They also point out that despite the London G20 Summit's promise to mobilise $250 billion in additional short-term trade finance and guarantees within two years, the reality has been largely front-loaded. Large traders have been able to benefit from the rapid mobilisation of their export credit agencies and risk-sharing mechanisms enhanced by international financial institutions. Within a year of implementation, the initiative helped mobilise $170 billion in additional capacity, mainly from export credit agencies, of which $130 billion had already been used.

By the summer of 2009, some observers felt that the outlook for global trade finance had improved, in part due to improvements in overall financial markets and partly due to a recovery of trade. But at the same time concerns were raised that the full impact of the G20 package had not been felt by smaller exporters from Central America, Africa, Eastern Europe, and generally in low-income countries. This motivated the Director-General of the WTO, Pascal Lamy, to ask leaders at the G20 Summit in Toronto to ensure that remaining G20 funds be focused on the end-users that need it the most and to commit to keeping the situation under close watch.

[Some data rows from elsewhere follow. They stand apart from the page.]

Issue #4114, opened 2019-07-10
fly: 'delete-target' with command option -a not working as expected


Jayasankar-m:
## Bug Report
The fly command with 'delete-target' does not work as expected with -a command option

## Steps to Reproduce

create a target using fly command
```fly login -t <target> -c http://<url>:8080 -u <username> -p <password>```

try to delete all targets using command
```fly delete-target -a```
(without giving any target name)

## Expected Results
All targets should get deleted as per the documentation
https://concourse-ci.org/fly.html#fly-delete-target

## Actual Results
Following error is shown
```
no target specified. specify the target with -t or log in like so:

    fly -t (alias) login -c (concourse url)
```

## Additional Context
if a target is also specified as follows then all entries are getting removed
```fly -t <target> delete-target -a```

## Version Info

* Concourse version: 5.3.0

pivotal-bin-ju:
A PR was drafted for this: https://github.com/concourse/concourse/pull/4172/commits/cd77717cdeab44e4163c5e4209bf0a4ef96d7de5

PR #4172, opened 2019-07-26
delete all targets without target parameter

pivotal-bin-ju:
PR for https://github.com/concourse/concourse/issues/4114


deniseyu:
I added the test case, and also noticed that we didn't have a test case for when no target is specified. hope that's ok @pivotal-bin-ju!

jomsie:
i saw wats failed, probably because of the recent watsjs problems on the ui, so i restarted it with this pr

fly/integration/delete_target_test.go
```diff
@@ -74,6 +74,20 @@ var _ = Describe("Fly CLI", func() {
 				os.RemoveAll(tmpDir)
 			})
 
+			Context("when no fly target is specified", func() {
+				It("asks the user to specify a pipeline", func() {
```
vito:
```suggestion
				It("asks the user to specify a target or log in", func() {
```

xtremerui:
@vito could you review this one again?

vito:
Gonna close this out since it looks like the commit history got a little borked. Feel free to resubmit!

PR #4175, opened 2019-07-26
Minor refactor

xtreme-sameer-vohra:
- task_step - move event processing block closer to consumer
- worker/client.go - avoid hoisting to improve readability


ddadlani:
@xtreme-sameer-vohra FYI don't forget to run `git commit -s` instead of `git commit` so that we don't get DCO issues when trying to merge in to master :)

For this PR I manually set it to passing since reverting it and then rebasing is a pain due to how long we've left #4109 open.

PR #4182, opened 2019-07-29
backport zstd memory leak fix

pivotal-jamie-klassen:
planning to ship this as 5.4.1.


pivotal-jamie-klassen:
@kcmannem said i could do this. the release/5.4.x pipeline will prevent us from shooting ourselves in the foot.

atc/exec/get_step.go
```diff
@@ -301,13 +301,31 @@ func streamFileHelper(s interface {
...
+}
+
+func (frc fileReadMultiCloser) Read(p []byte) (n int, err error) {
+	return frc.reader.Read(p)
+}
+
+func (frc fileReadMultiCloser) Close() error {
+	for _, closer := range frc.closers {
+		err := closer.Close()
+		if err != nil {
```
dprotaso: You may want to close all the `io.Closers` before returning an error

kcmannem: thanks for the catch.

PR #4202, opened 2019-07-31
lidar: tracking checks in the database

### LINKED ISSUE #3788: Resource check queue

pivotal-jwinters:
fixes #3788 

This adds a new `lidar` package which changes the way resource checks happen. The responsibility of checking resources is now split between two components: `scanner`, `checker`. The scanner will iterate through every resource (and its corresponding type), and add checks to the `checks` table (if necessary). The `checker` will then run any checks that end up in this table. If you hit the check resource or check resource type api, we skip the `scanner` component and insert a check directly into the database, which then gets picked up by the `checker`. 

This feature can be turned on/off through the `CONCOURSE_ENABLE_LIDAR` flag. However, this flag will only toggle the internal resource scanning mechanism. Moving forward all API requests will be tracked in the `checks` table regardless of whether or not this feature is enabled. ~This means that we've had to change the default behaviour of fly. By default `fly check-resource` and `fly check-resource-type` are now asynchronous. You can make them synchronous by specifying the `--watch` flag. By default a resource will also now fail fast if its parent type does not have a version. You can change this behaviour by specifying the `--recursive` flag which will force a check of all parent types and wait for the parent checks to finish. If you want fly to behave the way it used to, you should specify both these flags.~ The default behaviour for fly is back to normal. Instead you can make your check `--async` and `--shallow` as desired.

An interesting point to note is `checks` are now very similar to `builds`. They have a plan. The plan contains a new `exec.CheckStep`, which is executed through the `engine.Engine`. In the future it probably makes sense for these two concepts to continue to converge, which sounds neat!

Also worth noting is that concourse performs **A LOT** of checks (like a lot a lot). This means the checks table will tend to grow very quickly. Be default checks get gc'ed every 6 hrs, but this interval can be configured by specifying a `CONCOURSE_GC_CHECK_RECYCLE_PERIOD`.


kcmannem:
Elon Musk: “Anyone relying on lidar is doomed.” https://arstechnica.com/cars/2019/08/elon-musk-says-driverless-cars-dont-need-lidar-experts-arent-so-sure/

pivotal-jwinters:
> Elon Musk: “Anyone relying on lidar is doomed.” https://arstechnica.com/cars/2019/08/elon-musk-says-driverless-cars-dont-need-lidar-experts-arent-so-sure/

“Experts: Maybe not“

kcmannem:
@pivotal-jwinters show him whats up

atc/engine/builder/builder.go
```diff
@@ -18,7 +17,8 @@ const supportedSchema = "exec.v2"
 type StepFactory interface {
 	GetStep(atc.Plan, exec.StepMetadata, db.ContainerMetadata, exec.GetDelegate) exec.Step
 	PutStep(atc.Plan, exec.StepMetadata, db.ContainerMetadata, exec.PutDelegate) exec.Step
-	TaskStep(atc.Plan, exec.StepMetadata, db.ContainerMetadata, exec.TaskDelegate, lock.LockFactory) exec.Step
```
ddadlani: why are we removing the lockFactory from TaskStep? We need it for `limit-active-tasks`.

pivotal-jwinters: We don't need to pass it in because the `stepFactory` already has a `lockFactory`.

https://github.com/concourse/concourse/pull/4202/files#diff-7e37c202e7044cc08233052392ecdb38R146

ddadlani: ah ok, missed that, thanks 👍

vito:
We're on the verge of shipping v5.5 so let's just hold off on merging until it's out.

atc/lidar/scanner.go
```diff
@@ -0,0 +1,134 @@
...
+
+	checkFactory         db.CheckFactory
+	secrets              creds.Secrets
+	defaultCheckTimeout  time.Duration
+	defaultCheckInterval time.Duration
+}
+
+func (s *scanner) Run(ctx context.Context) error {
+
+	lock, acquired, err := s.checkFactory.AcquireScanningLock(s.logger)
```
clarafu: More of a question, will having a scanning lock make it so that only one ATC can run scans on all resources at a time? And this makes it so that we can avoid having locks on the resource config?

atc/db/check_factory.go
```diff
@@ -0,0 +1,360 @@
...
+			resourceConfigScopeID,
+			schema,
+			CheckStatusStarted,
+			manuallyTriggered,
+			encryptedPayload,
+			nonce,
+			metadata,
+		).
+		Suffix(`
+			ON CONFLICT DO NOTHING
```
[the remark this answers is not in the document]
xtremerui: The conflict would only happen when it matches `CREATE UNIQUE INDEX resource_config_scope_id_key ON checks (resource_config_scope_id) WHERE status = 'started' AND manually_triggered = false;`

From an api request, the `manually_triggered` is `true` it will never error so one could create as many checks as he wants for same resource.

atc/lidar/scanner.go
pivotal-jwinters: The scanning lock only guards against multiple atcs creating checks. We still need the resource config locks to guard against multiple atcs running the actual check.

PR #4203, opened 2019-07-31
WIP - limit the number of concurrent parallel streams to 5

ddadlani:
This is an attempt to fix flakiness on Prod as seen in https://ci.concourse-ci.org/teams/main/pipelines/concourse/jobs/bosh-smoke/builds/523, https://ci.concourse-ci.org/teams/main/pipelines/concourse/jobs/bosh-prod-deploy/builds/294 and https://ci.concourse-ci.org/teams/main/pipelines/concourse/jobs/k8s-topgun/builds/1515. 

We noticed that there was really high web network load at the times that these failures occurred (~1Gbps) so we're limiting the number of parallel streams to 5 (hardcoded) to see if that mitigates this.

### DIFF
--- a/atc/worker/worker.go
+++ b/atc/worker/worker.go
@@ -588,6 +588,8 @@ func (worker *gardenWorker) cloneRemoteVolumes(
 	// 		 this will only cancel the groups goroutines but not the requests.
 	g, _ := errgroup.WithContext(ctx)
 
+	maxInFlight := make(chan int, 5)
+
 	for i, nonLocalInput := range nonLocals {
 		// this is to ensure each go func gets its own non changing copy of the iterator
 		i, nonLocalInput := i, nonLocalInput
@@ -609,9 +611,13 @@ func (worker *gardenWorker) cloneRemoteVolumes(
 			"dest-worker": inputVolume.WorkerName(),
 		}
 
+
+		maxInFlight <- 1
+
 		g.Go(func() error {
 			err = nonLocalInput.desiredArtifact.StreamTo(logger.Session("stream-to", destData), inputVolume)
 			if err != nil {
+				<-maxInFlight
 				return err
 			}
 
@@ -620,9 +626,12 @@ func (worker *gardenWorker) cloneRemoteVolumes(
 				MountPath: nonLocalInput.desiredMountPath,
 			}
 
+			<-maxInFlight
 			return nil
 		})
 	}
+
+
 	if err := g.Wait(); err != nil {
 		return nil, err
 	}


vito:
:thinking: kinda scary that we get such weird failures with high parallelism. is there a theory as to what concretely causes it? are requests failing and then not being retried because stuff was partially streamed or something?

cirocosta:
This reminded me of something that I've done in the past with Docker to avoid
the docker daemon running out of resources 🤔 

Rather than letting `dockerd` have the same "preference" when it comes to
getting shares of CPU, we'd give it a higher priority (`cpushares=1024`),
leaving all of the other containers in the machine be owned by a separate
(sibling) cgroup with lower priority (`cpushares=768`) so that `dockerd`.

Swap `dockerd` by `concourse`, and that seems like a reasonable thing to do to
avoid the starvation, I guess 🤔 

wdyt?

kcmannem:
I want to wait a bit longer before we merge this in, see if this is still happening. It also masks the problem and can't debug more.

pivotal-jamie-klassen:
@kcmannem how do you feel about this now?

kcmannem:
@pivotal-jamie-klassen we don't have any other suspects atm but we don't have any concrete evidence either. I don't think we should block 5.4.1 on this though. I haven't seen anyone in the community complain about this. I've only seen someone running on PKS internally complain but it might not be caused by this issue.

atc/worker/worker.go
```diff
@@ -609,9 +611,13 @@ func (worker *gardenWorker) cloneRemoteVolumes(
 			"dest-worker": inputVolume.WorkerName(),
 		}
 
+
+		maxInFlight <- 1
+
 		g.Go(func() error {
```
xtreme-sameer-vohra: while, this PR didn't result in the change, is there a reason why the returned `error` isn't used ?

kcmannem: g.Go() manages the errors returned by all the go routines. When one of the goroutines returns an error. It is return by g.Wait() as seen in line 635. We use the error there.

xtreme-sameer-vohra: nvm, I just saw the impl of `g.Go` & `g.Wait`

kcmannem: an errgroup is basically a wait group that waits on errors instead of .Done()s to be called on a sync.waitgroup.

atc/worker/worker.go
```diff
@@ -609,9 +611,13 @@ func (worker *gardenWorker) cloneRemoteVolumes(
 			"dest-worker": inputVolume.WorkerName(),
 		}
 
+
+		maxInFlight <- 1
```
cirocosta: Hey, should this be here? I wonder if it should instead be right in the beginning of the `for` loop 🤔  

It seems to me that having it here, it feels like we'd end up with, e.g., 6 volumes created, while only 5 streaming ops go on (leaving that volume there wait for its turn). 

Although that might not be a big of a deal, it seems to me that "reserving access" right in the beginning would make it more "even" (5 volumes, while 5 ops go on).

(unless that was really the desire - having a "pre-created" volume there just waiting for its turn to get into the streaming phase - which I think seems like a valid reasoning).

thanks!!

kcmannem:
I'm going to close this pr. This was here on standby incase we found concrete evidence that stressing the network was causing problems. We haven't and I'm less convinced now then at the start that this is the root cause.

PR #4204, opened 2019-08-01
[WIP] Cleanup failed volume on pks

zoetian:
Trying to address: https://github.com/pivotal/concourse-ops/issues/110


cirocosta:
hey @taylorsilva , 

With the new PKS installation that we have, do you think this can be closed?

thx!

taylorsilva:
I think it might be. Going to try quickly deploying and deleting, I'll see if the PV's disappear.

taylorsilva:
PVC's and PV's get cleaned up now. They don't hang around or need to be manually deleted.

PR #4208, opened 2019-08-01
clearer errors and logging for limit-active-tasks

ddadlani:
As part of merging in changes from `limit-active-tasks` and refactoring the task step, we accidentally introduced an error in the logs where we tried to decrease the number of active tasks even if we were not using `limit-active-tasks`.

The market situation we have observed this year has confirmed the end of 2009 outlook (ICC 2010). Thanks to a global recovery of trade flows and finance, the trade finance environment has continuously been improving during the year, with falling prices and fast growing volumes of transactions.

But this recovery has not been evenly spread. The recovery in market conditions was mainly driven by the "grand routes" of trade within North America, Europe, Asia, and between Asia and the rest of the World. In these areas, spreads had returned almost to pre-crisis levels, with a difference between traditional trade finance instruments (letters of credit), whose prices fell to very low levels on the "best" Asian risks, and so-called funded trade-finance products (on-balance sheet, open-account transactions), whose higher prices reflected a relatively normal re-pricing of risk and liquidity.

Meanwhile, traders at the "periphery" of grand trade routes, particularly in low-income countries, are still facing severe difficulties in accessing trade finance at affordable cost, particularly in import finance. Similar difficulties appear to be confronting small- and medium-sized enterprises in developed countries, which rely on small or medium-sized banks. This situation is explained by a banking environment in which capital has become scarcer and the selectivity of risks greater. In addition, new regulatory requirements aimed at securing financial transactions, including more stringent information to be provided on counterparty banks and traders in poorly (or non-) rated countries, might be increasing the cost of doing business in these areas altogether, deterring banks and investors. As a result, the "lower end" of the trade finance market is relying increasingly upon development bank risk mitigation instruments.

Prices and conditions faced by some countries for obtaining trade loans are surprisingly tight. According to prices for random transactions published by Omni Bridgeway, a leading consulting firm active in trade finance restructuring exercises for the Paris and London Clubs (GTR, September 2010), regular import loans charged on non-sovereign African risks are well over 10% per annum for at least a third of African countries, and for another 25 to 30 countries in the rest of the world. Cash collateral requirements of up to 50% of the loan face value may be asked in addition to such high interest rates.

What is being done?

Regional development banks and the International Finance Corporation are actively trying to reduce the risk, or at least perception of risk, in these countries.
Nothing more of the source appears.